Material provided Start Marker

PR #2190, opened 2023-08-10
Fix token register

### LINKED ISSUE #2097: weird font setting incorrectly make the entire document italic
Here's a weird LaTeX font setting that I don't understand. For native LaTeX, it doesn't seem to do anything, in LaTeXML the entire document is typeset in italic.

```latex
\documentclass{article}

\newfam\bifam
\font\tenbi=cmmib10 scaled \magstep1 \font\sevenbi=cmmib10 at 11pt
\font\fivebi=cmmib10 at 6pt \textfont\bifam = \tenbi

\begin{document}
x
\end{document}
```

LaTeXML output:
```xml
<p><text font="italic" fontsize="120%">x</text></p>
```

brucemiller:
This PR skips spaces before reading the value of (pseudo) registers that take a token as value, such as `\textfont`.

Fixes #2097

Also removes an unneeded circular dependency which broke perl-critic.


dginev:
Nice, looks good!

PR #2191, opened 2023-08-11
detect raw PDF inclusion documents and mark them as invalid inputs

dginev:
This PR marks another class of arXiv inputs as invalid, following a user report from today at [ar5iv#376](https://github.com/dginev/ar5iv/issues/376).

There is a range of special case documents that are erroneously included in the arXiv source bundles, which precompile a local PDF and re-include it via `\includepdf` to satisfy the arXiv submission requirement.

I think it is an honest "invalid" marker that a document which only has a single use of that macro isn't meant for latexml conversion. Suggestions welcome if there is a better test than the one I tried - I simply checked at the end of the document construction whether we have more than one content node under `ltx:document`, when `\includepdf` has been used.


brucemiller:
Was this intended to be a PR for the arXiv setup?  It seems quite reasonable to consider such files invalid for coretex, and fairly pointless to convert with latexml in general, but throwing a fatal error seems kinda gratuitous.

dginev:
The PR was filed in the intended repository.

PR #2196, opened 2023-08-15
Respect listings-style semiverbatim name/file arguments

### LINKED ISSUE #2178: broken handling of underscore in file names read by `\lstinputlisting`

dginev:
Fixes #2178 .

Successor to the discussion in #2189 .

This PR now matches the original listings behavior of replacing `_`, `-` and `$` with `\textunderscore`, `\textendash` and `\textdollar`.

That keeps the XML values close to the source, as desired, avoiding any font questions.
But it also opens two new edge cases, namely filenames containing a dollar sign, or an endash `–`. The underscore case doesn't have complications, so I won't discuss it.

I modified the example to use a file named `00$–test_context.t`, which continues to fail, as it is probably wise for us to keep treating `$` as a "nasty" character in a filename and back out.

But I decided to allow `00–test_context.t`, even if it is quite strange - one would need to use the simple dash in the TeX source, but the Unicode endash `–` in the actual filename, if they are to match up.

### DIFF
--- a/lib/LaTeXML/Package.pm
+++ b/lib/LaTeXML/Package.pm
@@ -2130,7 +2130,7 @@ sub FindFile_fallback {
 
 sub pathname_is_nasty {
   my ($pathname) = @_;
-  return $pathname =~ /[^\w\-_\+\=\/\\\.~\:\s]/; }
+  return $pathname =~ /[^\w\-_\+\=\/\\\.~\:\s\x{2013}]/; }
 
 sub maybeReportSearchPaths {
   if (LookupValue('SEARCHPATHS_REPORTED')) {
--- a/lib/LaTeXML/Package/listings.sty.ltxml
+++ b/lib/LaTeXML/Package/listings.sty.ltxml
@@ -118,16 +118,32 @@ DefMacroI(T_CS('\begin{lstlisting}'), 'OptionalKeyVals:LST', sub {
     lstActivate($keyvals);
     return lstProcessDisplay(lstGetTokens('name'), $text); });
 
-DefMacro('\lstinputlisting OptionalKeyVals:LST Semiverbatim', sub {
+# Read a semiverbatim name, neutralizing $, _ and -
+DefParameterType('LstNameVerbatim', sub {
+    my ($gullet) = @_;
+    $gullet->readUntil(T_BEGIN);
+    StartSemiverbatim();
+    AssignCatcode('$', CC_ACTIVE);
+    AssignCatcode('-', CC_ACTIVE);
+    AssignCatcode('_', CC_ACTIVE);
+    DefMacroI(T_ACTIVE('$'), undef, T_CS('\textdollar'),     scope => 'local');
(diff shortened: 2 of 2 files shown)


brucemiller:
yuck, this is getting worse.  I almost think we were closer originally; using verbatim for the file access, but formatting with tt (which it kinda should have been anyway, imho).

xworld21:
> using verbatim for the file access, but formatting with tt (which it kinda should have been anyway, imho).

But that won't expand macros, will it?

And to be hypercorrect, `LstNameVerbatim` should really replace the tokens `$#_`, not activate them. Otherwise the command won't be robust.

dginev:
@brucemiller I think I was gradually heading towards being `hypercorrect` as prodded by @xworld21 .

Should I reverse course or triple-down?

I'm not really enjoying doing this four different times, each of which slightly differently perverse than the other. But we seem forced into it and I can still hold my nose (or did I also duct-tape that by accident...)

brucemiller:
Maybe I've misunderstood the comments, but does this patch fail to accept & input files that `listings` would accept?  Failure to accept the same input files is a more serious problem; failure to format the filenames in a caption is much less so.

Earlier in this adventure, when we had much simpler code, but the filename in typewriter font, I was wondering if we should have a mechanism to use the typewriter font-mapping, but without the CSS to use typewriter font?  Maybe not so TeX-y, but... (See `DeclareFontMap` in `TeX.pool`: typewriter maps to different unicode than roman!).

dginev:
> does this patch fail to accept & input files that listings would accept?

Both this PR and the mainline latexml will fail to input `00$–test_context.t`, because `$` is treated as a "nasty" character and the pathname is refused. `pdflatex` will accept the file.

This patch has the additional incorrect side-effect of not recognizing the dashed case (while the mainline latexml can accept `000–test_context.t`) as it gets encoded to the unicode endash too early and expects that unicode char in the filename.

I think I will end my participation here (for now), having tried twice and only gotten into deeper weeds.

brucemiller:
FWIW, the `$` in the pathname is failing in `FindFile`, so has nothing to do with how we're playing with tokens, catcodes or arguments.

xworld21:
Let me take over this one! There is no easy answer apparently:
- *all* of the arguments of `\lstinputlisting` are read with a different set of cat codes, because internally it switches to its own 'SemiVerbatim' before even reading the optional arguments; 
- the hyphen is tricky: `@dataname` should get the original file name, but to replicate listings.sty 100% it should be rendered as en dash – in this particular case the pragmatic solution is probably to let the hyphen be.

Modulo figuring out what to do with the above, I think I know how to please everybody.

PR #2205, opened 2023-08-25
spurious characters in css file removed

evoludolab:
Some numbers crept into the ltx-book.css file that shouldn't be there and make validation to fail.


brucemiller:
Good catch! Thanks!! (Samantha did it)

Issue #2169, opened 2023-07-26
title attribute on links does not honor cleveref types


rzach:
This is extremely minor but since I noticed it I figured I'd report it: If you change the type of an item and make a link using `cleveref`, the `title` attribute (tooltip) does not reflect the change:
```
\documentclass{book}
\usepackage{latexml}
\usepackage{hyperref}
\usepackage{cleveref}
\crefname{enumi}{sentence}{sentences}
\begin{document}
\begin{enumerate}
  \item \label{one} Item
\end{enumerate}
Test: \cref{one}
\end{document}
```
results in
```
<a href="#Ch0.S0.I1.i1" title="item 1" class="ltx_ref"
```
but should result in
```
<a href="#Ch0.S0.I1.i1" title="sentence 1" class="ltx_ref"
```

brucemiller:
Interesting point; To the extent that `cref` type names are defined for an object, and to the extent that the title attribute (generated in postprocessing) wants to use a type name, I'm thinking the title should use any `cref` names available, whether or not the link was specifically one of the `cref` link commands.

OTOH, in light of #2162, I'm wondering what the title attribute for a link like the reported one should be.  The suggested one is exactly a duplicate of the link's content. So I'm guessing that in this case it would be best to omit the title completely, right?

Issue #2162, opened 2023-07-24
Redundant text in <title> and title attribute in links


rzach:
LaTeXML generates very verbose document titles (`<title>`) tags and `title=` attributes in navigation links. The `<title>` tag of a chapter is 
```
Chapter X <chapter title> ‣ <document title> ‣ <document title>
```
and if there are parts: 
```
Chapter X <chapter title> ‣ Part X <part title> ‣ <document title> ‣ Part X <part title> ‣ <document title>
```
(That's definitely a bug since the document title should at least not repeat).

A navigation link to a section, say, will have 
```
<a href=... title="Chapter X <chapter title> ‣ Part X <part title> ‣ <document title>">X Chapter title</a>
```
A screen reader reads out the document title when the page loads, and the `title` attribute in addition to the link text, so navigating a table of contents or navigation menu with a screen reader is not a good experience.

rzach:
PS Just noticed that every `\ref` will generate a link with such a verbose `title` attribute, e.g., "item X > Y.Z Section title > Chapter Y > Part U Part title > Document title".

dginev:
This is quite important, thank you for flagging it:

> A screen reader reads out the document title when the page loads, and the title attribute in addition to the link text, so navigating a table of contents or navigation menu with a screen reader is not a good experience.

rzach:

Material provided End Marker

Of all the entries above, output exactly the lines between the one holding "I modified the" and the one holding "Should I reverse course or triple-down?", inclusive.

I modified the example to use a file named `00$–test_context.t`, which continues to fail, as it is probably wise for us to keep treating `$` as a "nasty" character in a filename and back out.

But I decided to allow `00–test_context.t`, even if it is quite strange - one would need to use the simple dash in the TeX source, but the Unicode endash `–` in the actual filename, if they are to match up.

### DIFF
--- a/lib/LaTeXML/Package.pm
+++ b/lib/LaTeXML/Package.pm
@@ -2130,7 +2130,7 @@ sub FindFile_fallback {
 
 sub pathname_is_nasty {
   my ($pathname) = @_;
-  return $pathname =~ /[^\w\-_\+\=\/\\\.~\:\s]/; }
+  return $pathname =~ /[^\w\-_\+\=\/\\\.~\:\s\x{2013}]/; }
 
 sub maybeReportSearchPaths {
   if (LookupValue('SEARCHPATHS_REPORTED')) {
--- a/lib/LaTeXML/Package/listings.sty.ltxml
+++ b/lib/LaTeXML/Package/listings.sty.ltxml
@@ -118,16 +118,32 @@ DefMacroI(T_CS('\begin{lstlisting}'), 'OptionalKeyVals:LST', sub {
     lstActivate($keyvals);
     return lstProcessDisplay(lstGetTokens('name'), $text); });
 
-DefMacro('\lstinputlisting OptionalKeyVals:LST Semiverbatim', sub {
+# Read a semiverbatim name, neutralizing $, _ and -
+DefParameterType('LstNameVerbatim', sub {
+    my ($gullet) = @_;
+    $gullet->readUntil(T_BEGIN);
+    StartSemiverbatim();
+    AssignCatcode('$', CC_ACTIVE);
+    AssignCatcode('-', CC_ACTIVE);
+    AssignCatcode('_', CC_ACTIVE);
+    DefMacroI(T_ACTIVE('$'), undef, T_CS('\textdollar'),     scope => 'local');
(diff shortened: 2 of 2 files shown)


brucemiller:
yuck, this is getting worse.  I almost think we were closer originally; using verbatim for the file access, but formatting with tt (which it kinda should have been anyway, imho).

xworld21:
> using verbatim for the file access, but formatting with tt (which it kinda should have been anyway, imho).

But that won't expand macros, will it?

And to be hypercorrect, `LstNameVerbatim` should really replace the tokens `$#_`, not activate them. Otherwise the command won't be robust.

dginev:
@brucemiller I think I was gradually heading towards being `hypercorrect` as prodded by @xworld21 .

Should I reverse course or triple-down?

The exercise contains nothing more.